Custom RNN training/batching correctly?

wiltors42 · January 21, 2019, 12:34am

Hi everyone, somewhat new to deep learning.

I’ve been trying to implement a custom LSTM/GRU network in PyTorch by following some examples (Karpathy’s blog post/colah’s blog post) I’ve been trying to do text sequence generation. I first tried using batch side 1 with some success but now I’m trying to implement batching and I’m not sure if I’m splitting my output vector correctly. PyTorch default RNN has batching by default forward pass wants 3D tensors. My custom GRU class accepts input as 3D tensor [batches, characters, vectors] where characters are input context and vectors are the encoded characters. Since I’m getting many batches as output how can I know that I’m slicing them correctly when I sample them for text?
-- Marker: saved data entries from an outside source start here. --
PR #4634, opened 2024-12-10
Add wattle, daubed, plastered, and timber-framed walls

noelle-lavenza:
Adds wattle, daubed, plastered, and timber-framed walls. Sprites by Doe.
Fixes strings that misspell `separate` as `seperate`.
Updates the cabinet sprites since I forgot to commit that at some point.

There's currently no way to plaster walls. I should probably also make it so you can't plaster (or recolor) them using a paint sprayer? I also haven't tested the daubing part. And I haven't added a crafting recipe for wattle walls. Uhhhhhhhhhhhhhhhhhhhhhhhhhhhhhhhhhhhhhhhhhhh maybe I should draft this PR


code/game/turfs/walls/wall_wattle.dm
```diff
@@ -0,0 +1,155 @@
...
+
+/turf/wall/wattle/Initialize(ml, materialtype, rmaterialtype)
+	if(ispath(daubing_material))
+		daubing_material = GET_DECL(daubing_material)
+	return ..()
+
+// Daubing with clay or soil
+/turf/wall/wattle/attackby(obj/item/W, mob/user, click_params)
+	if(isnull(daubing_material))
+		var/static/list/daub_materials = list( // Does not include subtypes.
```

I’ve tried many different sampling techniques - Numpy random.choice(), pytorch multinomial() + temperature, and argmax().

Code here https://pastebin.com/ZmxSEm9c

wiltors42 · January 24, 2019, 3:19am

Update:
My issue was with text embedding. After some more searching I found this post` which describes a similar problem. I decided not to use the embedding feature of PyTorch but instead put each character into a list and one-hot encoded them. To fix the problem I had to sort the characters in order so that each character is nearest to its next closest value.